— Stored data entries —
# # #
PR #558, opened 2019-04-10
Do not dispatch setAuthToken when token exists in state

### LINKED ISSUE #557: Do not dispatch `setAuthToken` on mount
See also #551 

---

STR:

1. Navigate to http://localhost:3000/
2. Open the redux devtools
3. Edit `Index.tsx`
4. Observe the dispatched actions

It should not dispatch `setAuthToken`.

willdurand:
Fixes #557

### DIFF
--- a/src/components/App/index.spec.tsx
+++ b/src/components/App/index.spec.tsx
@@ -88,7 +88,7 @@ describe(__filename, () => {
     expect(dispatch).not.toHaveBeenCalled();
   });
 
-  it('dispatches setAuthToken on mount when authToken is valid', () => {
+  it('dispatches setAuthToken on mount when authToken is valid and not already set', () => {
     const authToken = 'my-token';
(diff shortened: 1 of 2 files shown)


src/components/App/index.spec.tsx
```diff
@@ -77,6 +77,17 @@ describe(__filename, () => {
...
+    const store = configureStore();
+    store.dispatch(apiActions.setAuthToken({ authToken }));
+    const dispatch = spyOn(store, 'dispatch');
+
+    render({ authToken, store });
+
+    expect(dispatch).not.toHaveBeenCalled();
+  });
+
   it('dispatches setAuthToken on mount when authToken is valid', () => {
```
bobsilverberg: You might want to rename this test to indicate `when authToken is not present in state`, or something similar.

Issue #546, opened 2019-04-08
Generate an anchor link to a line of code


kumar303:
For the code overview panel (https://github.com/mozilla/addons-code-manager/issues/523), each line needs to link to a line of code. We already generate these links (see https://github.com/mozilla/addons-code-manager/issues/317) so now we need a shared function that more than one component can use.

Note that the compare view is a little different because we rely on the upstream library to generate the anchor links.

kumar303:
Ultimately, we'll want the code overview to link to lines of code in the Compare view as well as the Browse view.

The Compare view will be tricky because the anchor tags we'll deal with will either look like `#N123` (for the normal part of the diff) or `#I123` (for insertions).

These anchors are generated here: https://github.com/otakustay/react-diff-view/blob/4bca86cec1168b2ca05c16dd6d202053a727931a/src/utils/diff/getChageKey.js

I'm not going to worry about it for this first patch.

willdurand:
@ioanarusiczki added QA instructions

AlexandraMoga:
I've verified this on -dev for the browse view and each line of code, for any of the inspected files has an anchor link:

![2019-04-16_16-03-48](https://user-images.githubusercontent.com/31961530/56214738-19aa4d00-6067-11e9-8b6f-f7d2ce4e1155.gif)

PR #560, opened 2019-04-10
Use common functions to get code line anchors

kumar303:
Fixes https://github.com/mozilla/addons-code-manager/issues/546

This seems like a small thing to add a function for but it will help to synchronize the line linking functionality between `Browse` and the forthcoming code overview component (see https://github.com/mozilla/addons-code-manager/pull/542/files#diff-4a3375c826127680658868411c3f42d3R236).

### DIFF
--- a/src/components/CodeView/utils.tsx
+++ b/src/components/CodeView/utils.tsx
@@ -37,16 +37,10 @@ export const getLines = (content: string) => {
   return content.replace('\r\n', '\n').split('\n');
 };
 
-/*
- * This gets an ID (for a DOM element) representing a line of code.
- */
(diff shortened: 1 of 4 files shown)


src/components/CodeView/utils.tsx
```diff
@@ -36,3 +36,17 @@ export const mapWithDepth = (depth: number, _mapChild = mapChild) => {
 export const getLines = (content: string) => {
   return content.replace('\r\n', '\n').split('\n');
 };
+
```
willdurand: I don't think the two comment blocks below are useful. They both paraphrase the function names.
# # #
— WORK ORDER —
Return the total of lines in these records that hold "each", without any other words.

— TASK SOLUTION —
2